▼▼▼

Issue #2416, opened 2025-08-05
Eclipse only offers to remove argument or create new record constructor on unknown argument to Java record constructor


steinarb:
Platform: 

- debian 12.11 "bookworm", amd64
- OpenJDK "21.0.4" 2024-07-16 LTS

▲▲▲

What the task asks
Exactly and without omission, set down every entry.

Response to the task
Issue #2416, opened 2025-08-05
Eclipse only offers to remove argument or create new record constructor on unknown argument to Java record constructor


steinarb:
Platform: 

- debian 12.11 "bookworm", amd64
- OpenJDK "21.0.4" 2024-07-16 LTS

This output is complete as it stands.